▸ Task requirements
Throughout the entries below, report every line where "setup" is found.

▸ Exercise input

PR #248, opened 2022-10-28
Adding pagination to photographers search

Menamonmon:
* Added scrollable pagination for the photographers list. (As you scroll to the end of the page, it loads the next batch of photographers. Currently, displaying 50 per batch)
* Added multiple fields for search (name, beginning of name, location, map square) and sorting with all of these fields

Future goals:
* Add a reset button that clears all of the search options to improve user experience if they're search queries don't have any matching results
* Changing the implementation of the `nameStartsWith` field to include option for multiple letters

Picture of how the page currently looks like
Screen Shot 2022-11-04 at 4 56 53 PM


Menamonmon:
@ryaanahmed I'm running into an error with the backend test for this PR. Locally, it's working completely fine. I might be completely wrong, but I think the database on the github backend tests is outdates or needs to have some migrations run on it. Please let me know when you approve this PR, so that @fangkelly can merge these changes into her ongoing PR for adding the future goals that are outlined in the PR description.

ryaanahmed:
> @ryaanahmed I'm running into an error with the backend test for this PR. Locally, it's working completely fine. I might be completely wrong, but I think the database on the github backend tests is outdates or needs to have some migrations run on it. Please let me know when you approve this PR, so that @fangkelly can merge these changes into her ongoing PR for adding the future goals that are outlined in the PR description.

Weird -- I'll take a look. As part of the testing process, we rerun the database migrations to setup the testing database... which is working just fine on the `main` branch, and your PR makes no changes that should affect that! I'll dig into it and see what's wrong.

Menamonmon:
hey @ryaanahmed, I think the error might be related to the pagination code that I added in this PR. Are there any restrictions on the use of the Pagination class in our backend code?

ryaanahmed:
> hey @ryaanahmed, I think the error might be related to the pagination code that I added in this PR. Are there any restrictions on the use of the Pagination class in our backend code?

Sorry, just now looking at this. Nope, that's not the problem. The problem is the code that's in `backend.app.views` but not encapsulated within a function.

Any code that's in a Python module but not wrapped inside a function gets executed when that file is imported, so it's generally an unsafe practice to leave any code in there unless you know it's safe to run under all circumstances in which the file will be imported.

What's happening here is that we run `python manage.py migrate` to setup the testing database. When `manage.py` is run, it imports the whole project, and at that import time it tries to run all that code, including this line:

```
set(Photographer.objects.all().values_list('approx_loc', flat=True))
```

... but there's no database yet! So that's why it's crashing on the CI server. I'll go ahead and fix the issue, and feel free to come ask me in the hack session tomorrow if you don't understand the explanation above. But in general, moving forward, make sure to stick your code in a function. Even for a script that you only execute yourself locally, it's best to stick stuff in a `main()` function and then use the `if __name__ == '__main__'` thing to call it. (See https://realpython.com/if-name-main-python/)

cc @jeffreyshen19

backend/app/views.py
```diff
@@ -112,24 +114,129 @@ def search_photographers(request):
...
+    res = Response({
+        "page_number": page_number,
+        "results": serialized_photographers.data,
+        "is_last_page": not current_page.has_next()
+    })
     return res
 
 
+@api_view(['GET'])
+def get_search_photographers_dropdown_options(request):
```
ryaanahmed, line 193: For now, this is good. Ultimately, since the list of locations is static and not going to change, this is something that we might want to remove from code, turn into data, and save in the frontend to avoid an additional backend query to make the photographers page.

backend/app/views.py
```diff
@@ -112,24 +114,129 @@ def search_photographers(request):
     TODO: Add pagination for both cases (when given a search query and when nothing is given) 
     so that the user is sent the first 50 results and they can view more results as they scroll down the page.
     """
+
+    def parse_order_by(order_by):
```
ryaanahmed, line 118: There's a lot going on here, but the structure is super clear! Nice job.

backend/app/views.py
```diff
@@ -112,24 +114,129 @@ def search_photographers(request):
...
+                set(Photographer.objects.all().values_list('approx_loc', flat=True))
+            )
+        )
+    )
+
+    squares = sorted(
+        filter(
+            lambda x: x is not None, 
+            list(
+                set(Photographer.objects.all().values_list('map_square_id', flat=True))
```
ryaanahmed, line 214: We should be sending map square numbers, not ids here. We shouldn't rely on the ID and map square number being the same.

frontend/pages/views/PhotographerListView.js
```diff
@@ -192,78 +260,123 @@ export class PhotographerListView extends React.Component {
...
-                        <ul className="list-inline">{this.getPhotoList()}</ul>
-                    </div>
+                <div className="photographerGallery">
+                    <ul className="list-inline" onScroll={this.handleScroll}>
+                        {this.getPhotoList()}
+                        <div className="photographers-results-footer">
+							{this.state.isLastPage
+								? (this.state.photographers.length === 0
+									? "No photographers found that match your search query!"
+									: "End of Results!!!")
```
ryaanahmed, line 375: Generally, don't leave temporary copy like this in the frontend. You want it to look professional... especially if you forget to change it later!

frontend/pages/views/PhotographerListView.js
```diff
@@ -83,30 +106,72 @@ export class PhotographerListView extends React.Component {
...
+            if (this.state.isLastPage) {
+                return;
+            }
+            const {name, nameStartsWith, location, square} = searchQueries;
+            const newPageNumber = this.state.pageNumber + 1;
             try {
-                const res = await fetch(`/api/search_photographers?name=${sq}`);
+                const res = await fetch(
+                    `/api/search_photographers?
+						name=${!name ? "" : name}&
```
ryaanahmed, line 147: The default values here are already empty strings (in the constructor), so no need to set empty strings here -- just use the values directly.

backend/app/views.py
```diff
@@ -112,24 +114,129 @@ def search_photographers(request):
...
+    # Pagination params
+    page_number = request.GET.get("page", None)
+    count_per_page = 50 
+
+    search_params = {}
+    
+    # Validating and adding all of the params
+    if name is not None and name.strip() != "":
+        search_params["name__icontains"] = name
+    if location is not None and location.strip() != "" and location in locations:
```
ryaanahmed, line 150: A bunch of this validation is a little over the top -- e.g., we're sending the locations list to the frontend and populating the request only from those locations, so we don't really need guardrails checking the value is still in locations. (Same with nameStartsWith, etc.)

ryaanahmed (approved):
Nice work overall! I've provided a bit of feedback within, but I know this whole page is in progress, and there are no major architectural red flags here, so keep going! Let's chat about sensible default values in hack session.

PR #250, opened 2022-10-28
Fix slow map page

D4S44K:
Ryaan walked me through how to make the map page load faster.

The main issue was that a new SQL query was being made every time a new photo was loaded for every map square. In order to resolve this, we used prefetch_related so that we were able to:
1) return all map squares with one database query, and
2) return all of the photos associated with a map square in a single query using ForeignKey.

Another optimization that Ryaan demonstrated was using the .count() method to count the number of photos rather than using len(), which requires us to loop through the photos twice.


ryaanahmed (approved):
Thanks! And thanks for removing that logging code before making the PR. Merging!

▸ Written response
Weird -- I'll take a look. As part of the testing process, we rerun the database migrations to setup the testing database... which is working just fine on the `main` branch, and your PR makes no changes that should affect that! I'll dig into it and see what's wrong.
What's happening here is that we run `python manage.py migrate` to setup the testing database. When `manage.py` is run, it imports the whole project, and at that import time it tries to run all that code, including this line:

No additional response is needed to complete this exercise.